I looked into it, but couldn't figure out how to handle them without introducing a massive amount of formula duplication. The best I could figure out how to do was to do a single large FILTER (which is dynamic array) and doing a fill down on my other transformation formulas from there. I blacked out the rows past the end of the FILTER using conditional formatting rules (which felt very stupid to do, but I couldn't find anything better).

> The skill ceiling is very high

I don't doubt you, but if you can't discover the functionality, it might as well not exist. Admittedly I was clearly using the inferior tool, but in my searching for solutions I much more readily found Google's documentation over Excel's.

I also realize I'm not in the position of being forced into a corner; as most of us on this forum could, I just wave my magic wand and write the software to solve my problems. I imagine those who don't have that ability available to them will do "crazier and crazier" things to figure out how to accomplish their work in Excel, and therefore will learn much better ways than I have in my little experience with it.

----

I was building a tool to track the completion of finding parts for a given Lego set. You enter the set ID, it pulls the parts list for that set (Rebrickable nicely offers their database as a set of CSVs https://rebrickable.com/downloads/) and formats it nicely for consumption.

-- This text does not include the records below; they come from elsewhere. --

PR #646, opened 2022-12-10
Onboarding analytics: sign in, create account, forgot password, and recommendations

mchowning:
| 📘 Project: #524  |
| --- |

## Description
This is moving the analytics logic out of the navigation composable and into the view models for the specific pages. I'm making that change because I don't think it makes sense for the navigation composable to be responsible for analytics like I had it before. Not only does it make the navigation composable more complex, but it also makes it more difficult to reuse the composable views, which we'll be doing once we replace the main app account-creation and plus-upgrade screens with the new screens from the onboarding flow.

### Sign up (Create Account) Screen
1. On load, the `create_account_shown` event is sent
2. Either (a) swiping back or (b) tapping the back arrow sends `create_account_dismissed`

### Log in Screen
1. On load, the `signin_shown` event is sent
2. Either (a) swiping back or (b) tapping the back arrow sends `sigin_dismissed`

### Forgot Password Screen (accessible from Log in screen)
1. On loead, the `forgot_password_shown` event is sent
2. Either (a) swiping back or (b) tapping the back arrow sends `forgot_password_dismissed`

### Recommendation Screen (accessible after creating a new account)
1. On load, the `recommendations_shown` event is sent
4. Swiping back sends `recommendations_dismissed, Properties: {"subscriptions":###`
5. Tapping the search field sends `recommendations_search_tapped`
6. Tapping the import button sends `recommendations_import_tapped`
7. Tapping the not-now/continue button sends `recommendations_continue_tapped, Properties: {"subscriptions":###`

## Checklist
 
- [ ] with different themes

### DIFF
--- a/modules/features/account/src/main/java/au/com/shiftyjelly/pocketcasts/account/onboarding/OnboardingActivity.kt
+++ b/modules/features/account/src/main/java/au/com/shiftyjelly/pocketcasts/account/onboarding/OnboardingActivity.kt
@@ -8,7 +8,6 @@ import androidx.appcompat.app.AppCompatActivity
 import androidx.compose.runtime.collectAsState
 import androidx.compose.runtime.getValue
 import au.com.shiftyjelly.pocketcasts.account.onboarding.OnboardingActivityContract.OnboardingFinish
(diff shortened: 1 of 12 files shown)


ashiagr (approved):
LGTM 👍

PR #651, opened 2022-12-13
EoY: Update initial value for the launch modal to check listening history

ashiagr:
## Description

Adds a safety check so that EoY modal is not shown to newly signed-up users (who do not have a listening history) after the onboarding flow is complete.

While this check is added in MainActivity [here](https://github.com/Automattic/pocket-casts-android/blob/main/app/src/main/java/au/com/shiftyjelly/pocketcasts/ui/MainActivity.kt#L202), I noticed that EoY modal was shown after creating a new account through the onboarding flow. I updated the initial value for showing the launch modal to consider the listening history eligibility.

## Testing Instructions
1. Create a new account using the onboarding flow.
2. Proceed to the welcome screen and click `Done` button.
3. Notice that EoY modal is not shown. 

## Checklist
 
- with different themes


mchowning (approved):
Good catch. This does work better.

PR #657, opened 2022-12-15
Enable autolink for podcast descriptions

TylerCarberry:
## Description
Enable autolink on podcast descriptions to allow you to click on urls. This should also support email addresses, but I haven't found any podcasts to test that on.

## Testing Instructions
1. Open a podcast with a link in their description. Up First and Waveform have them.
2. Ensure you can tap on them to open the browser
3. Ensure the color of these links matches the tintColor of the podcast

## Checklist

## Before & After
Before  After

### DIFF
--- a/CHANGELOG.md
+++ b/CHANGELOG.md
@@ -37,9 +37,9 @@
 
 *   New Features:
     * Add End of Year stats
-      ([#410](https://github.com/Automattic/pocket-casts-android/issues/410)).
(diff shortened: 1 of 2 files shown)


CookieyedCodes:
Nice instead of the typical blue could we get links to match the theam not, you might have allready done this tho 🤔 😉

ashiagr (approved):
Awesome additon! Thank you so much 🙌 

Updated screenshots:

Before| Now
---|---
 |

PR #659, opened 2022-12-15
Reduce size of "Not Now" button

mchowning:
| 📘 Project: #524  |
| --- |

## Description
I noticed that the designs call for the "Not Now" button to be H40 instead of H30. This makes that update, but take a look and let me know what you think because although the designs specify H30, the button in the designs uses a slightly larger font (16) than we have for H30 [in the app](https://github.com/Automattic/pocket-casts-android/blob/0db6f36f113d771ece6b5f5a62139cf4d27f0afe/modules/services/compose/src/main/java/au/com/shiftyjelly/pocketcasts/compose/components/TextStyles.kt#L138) (15).

Related discussion: p1671091615388669-slack-C02A333D8LQ

## Testing Instructions
Just see how the button looks. Let's hold off on merging this until @adamzelinski chimes in with his thoughts.

## Screenshots or Screencast 
| Before (H30) | After (H30) |
| --- | --- |
| Screenshot 2022-12-15 at 8 00 39 AM | Screenshot 2022-12-15 at 7 59 33 AM |

## Checklist
 
- [X] with different themes


ashiagr (approved):

mchowning:
Closing this in favor of https://github.com/Automattic/pocket-casts-android/pull/666.

PR #665, opened 2022-12-16
Onboarding: Support login dynamic artwork

ashiagr:
| 📘 Project: #524  |
| --- |

## Description

This populates login artwork icons from local DB podcasts if they're available. 

## Testing Instructions

1. Comment out `lines 191, 193, and 195` in `MainActivity` so that onboarding flow is launched every time when app restarts
2. Login with an account with some podcasts
3. Restart the app
4. Notice that 
    - Artwork is populated with icons from random podcasts available in local DB
    - If local DB podcasts count is less than the max count (6), then default icons are shown

## Checklist
 
- with different themes


mchowning (approved):
This works great! Thanks for taking care of this!

PR #675, opened 2023-01-04
Add categories to recommendations screen

mchowning:
| 📘 Project: #524  |
| --- |

## Description
Adds rows for our categories to the onboarding recommendations screen based on @adamzelinski 's [feedback](https://github.com/Automattic/pocket-casts-android/issues/524#issuecomment-1347960181).

I implemented this so that the sections are loaded one at a time. I thought this would be good for users with slow connections so that they didn't have to either wait for all the sections to load or have the sections moving around on them as the network responses came back. Let me know if you think there's a better way to handle this.

## Testing Instructions
1. Open a fresh install of the app so that the onboarding flow is triggered. You may want to also [make this change](https://gist.github.com/mchowning/f60082a45df993dd7c0fffbecb60585b) so that the onboarding flow just goes straight to the recommendations screen. Otherwise, navigate through the flow to the recommendations screen.
2. From the recommendations screen, verify that 6 podcasts are shown for each section, first "Trending" and then one section for each "category" from our Discover feed.
3. Verify that tapping the "More ____" button adds an additional 6 podcasts to that section and that the following event is sent: `recommendations_more_tapped, Properties: {"section":"trending","number_visible":6, ...`.
4. Verfiy that landscape mode also looks good and the "More ___" button works as expected.
5. Change your device's language
6. Observe that the titles of the sections change to the new language
7. Observe that the `section` part of the analytics event that gets sent when you tap one of the "More ____" buttons does _**not**_ get translated (so they remain consistent regardless of the device's language).

## Screenshots or Screencast 

https://user-images.githubusercontent.com/4656348/210627440-ff23f1e3-f1ea-43d6-bd88-db4385f81685.mov

## Checklist
 
- [X] with different themes

### DIFF
--- a/CHANGELOG.md
+++ b/CHANGELOG.md
@@ -5,6 +5,8 @@
         ([#657](https://github.com/Automattic/pocket-casts-android/pull/657)).
     *   Added new Tasker "Query Podcasts", "Query Podcast Episodes", "Query Filter", "Query Filter Episodes" and "Add To Up Next" actions.
         ([#583](https://github.com/Automattic/pocket-casts-android/pull/583)).
+    *   Add categories to recommendations screen
+        ([#675](https://github.com/Automattic/pocket-casts-android/pull/675)).
 
 7.29
 -----
--- a/modules/features/account/src/main/java/au/com/shiftyjelly/pocketcasts/account/onboarding/recommendations/OnboardingRecommendationsStartPage.kt
+++ b/modules/features/account/src/main/java/au/com/shiftyjelly/pocketcasts/account/onboarding/recommendations/OnboardingRecommendationsStartPage.kt
@@ -14,12 +14,15 @@ import androidx.compose.foundation.layout.height
 import androidx.compose.foundation.layout.heightIn
 import androidx.compose.foundation.layout.navigationBars
 import androidx.compose.foundation.layout.padding
+import androidx.compose.foundation.layout.size
 import androidx.compose.foundation.layout.statusBars
 import androidx.compose.foundation.layout.windowInsetsPadding
 import androidx.compose.foundation.lazy.grid.GridCells
 import androidx.compose.foundation.lazy.grid.LazyGridScope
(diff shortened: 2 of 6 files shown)


ashiagr:
Nice work, @mchowning!

> I implemented this so that the sections are loaded one at a time. I thought this would be good for users with slow connections so that they didn't have to either wait for all the sections to load or have the sections moving around on them as the network responses came back. Let me know if you think there's a better way to handle this.

I don't have any issues with the approach.

> > Including "Featured" would be good, though!

mchowning:
Thanks for the review @ashiagr 🙇 

> I wonder if we should include Featured podcasts also as per @EmmelineKB's https://github.com/Automattic/pocket-casts-android/issues/524#issuecomment-1357205731.

I'll look into adding that in a separate PR. I left that out because I'm trying to keep my PRs a bit smaller. 🙂 

> Noticed one issue: After loading more and clicking a podcast to subscribe, number of podcasts displayed for that section reduces to the original count. Sometimes even clicking load more does the same thing but I wasn't able to reproduce it consistently.

I'm so glad you caught this! 

It was being caused because any time the subscriptions or sections flows updated, I was recreating the entire state flow object. Since the number to show was only present in the state flow object, we would lose that value (i.e., it would go back to the default) anytime one of the source flows changed. That's why changing subscriptions would cause the number to show to revert back to the default. Similarly, I suspect that the "random" times the number to show would revert would be because one of the API calls would return for one of the categories, which would cause the state flow to be recreated.

I think the issue is resolved now, but please give it a test and let me know if you still see it.

ashiagr:
>  I left that out because I'm trying to keep my PRs a bit smaller. 🙂

👍

> It was being caused because any time the subscriptions or sections flows updated [...]

Thank you for the clear explanation. All of it makes sense to me. 🙌

> I think the issue is resolved now, but please give it a test and let me know if you still see it.

I tested and found no issues this time. Good job!

ashiagr (approved):

PR #679, opened 2023-01-07
Adding support for HLS streams

### LINKED ISSUE #670: Add support for HLS (m3u8 streams)

Some podcasts are published using the HTTP Live Streaming protocol.

Those streams can currently be used in Pocket Cast for iOS, but it's not working on Android.

Implementing support of the protocol would remove the feature disparity.

smsisko:
## Description
Add support for HLS streams when destination URI is a m3u8 file.

Fixes #670 

## Testing Instructions

1. Add an RSS link to produces HLS sources (e.g. https://ohdieux.ligature.ca/rss?programme_id=672)
2. Try to listen to one of the episodes
3. Before the changes, you would get a "File cannot be played. Try converting to another format" error, after it will play the episode normally


ashiagr (approved):
Thanks for supporting HLS streams, @smsisko! It's a great addition and brings feature parity with iOS.

I'll approve this PR but not merge it right away. As you mentioned, let's also show some kind of informative message that playing from downloaded HLS files is not supported and disable download, at least on the episode details screen. I'll create another PR shortly that will address it and both PRs can be merged together.

Meanwhile, you can run `./gradlew :spotlessApply` to auto-fix formatting issues and add a [change log](https://github.com/Automattic/pocket-casts-android/blob/main/CHANGELOG.md) entry in v7.31 describing the change.

CookieyedCodes:
Just want to test this, dose anyone have an rss that uses these type files I'm just interested, the one listed in the route appears normal for me  🤔

PR #683, opened 2023-01-10
Disable download for newly supported HLS streams

ashiagr:
## Description

This PR disables download for [newly supported HLS stream](https://github.com/Automattic/pocket-casts-android/pull/679) on the episode details screen.

Parent Issue #670

## Testing Instructions

1. Add an RSS link that produces HLS sources (e.g. https://ohdieux.ligature.ca/rss?programme_id=672).
2. Tap on one of the HLS source episodes to go to the episode details screen.
3. Notice that the download button is disabled and displays a message that playback from downloaded HLS files is not supported.

## Checklist
 
- with different themes


ashiagr:
Thanks for the review, @mchowning! 

> [...] with Talkback enabled it wasn't possible for me to get TalkBack to read the error message. [...] I don't think this has anything to do with your changes, so its fine with me if you'd like to just file an issue for this.

I've created a new issue for this so it can be tackled separately.

PR #685, opened 2023-01-11
Switched to using the new user login and register

geekygecko:
## Description
As part of the Single Sign-On change, this upgrades from the legacy user login and register endpoints. The iOS app has been using these new endpoints for a long time, so I don't see any danger in switching to them.

This change also switches over to using Retrofit and Coroutines. Hopefully, we can get rid of the [ServerManager](https://github.com/Automattic/pocket-casts-android/blob/main/modules/services/servers/src/main/java/au/com/shiftyjelly/pocketcasts/servers/ServerManager.kt) class as it feels very dated when compared with Retrofit.

## Testing Instructions
1. Clean install the app
2. Tap 'Sign up' on the welcome screen
3. Enter an existing Pocket Casts account email and any password
4. Tap 'Create Account'
5. ✅  Verify an error message is displayed
6. Enter a new email which doesn't exist
7. Tap 'Create Account'
8. ✅  Verify you are taken to the "Find your favorite podcasts" screen.
9. Go to the Profile tab and sign out of the account
10. Tap the 'Set Up Account' and 'Sign in'
11. Enter an existing email and password
12. ✅  Verify you are signed in

### DIFF
--- a/CHANGELOG.md
+++ b/CHANGELOG.md
@@ -1,6 +1,8 @@
 7.31
 -----
-
+*   Health:
+    *   Switched to using the new user login and register endpoints.
+        ([#685](https://github.com/Automattic/pocket-casts-android/pull/685)).
 
 7.30
 -----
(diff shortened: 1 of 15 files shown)


ashiagr (approved):
Found no issues in my testing. Code changes look good too. 👍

I wrote another comment that also answers yours for the most part: https://news.ycombinator.com/item?id=32365128

tldr your problem with Excel is that you don't grok tables. They eliminate the need to know the number of rows when writing your formulae.

I don't actually have Excel installed on the machine I'm using to type this, so I can't put my money where my mouth is like the vim guy did[1]. But I'm fairly sure you can achieve your goal with table references and liberal use of the XLOOKUP and FILTER functions. It'll get a little hairy since you have to go from Set -> Inventories -> Inventory Parts -> Parts, so maybe a bit of nesting. But I think doable. The LET function also helps to reduce formula complexity, it lets you make lexically-scoped variables inside your formulae. Use "data validation" to make a dropdown menu for the set names.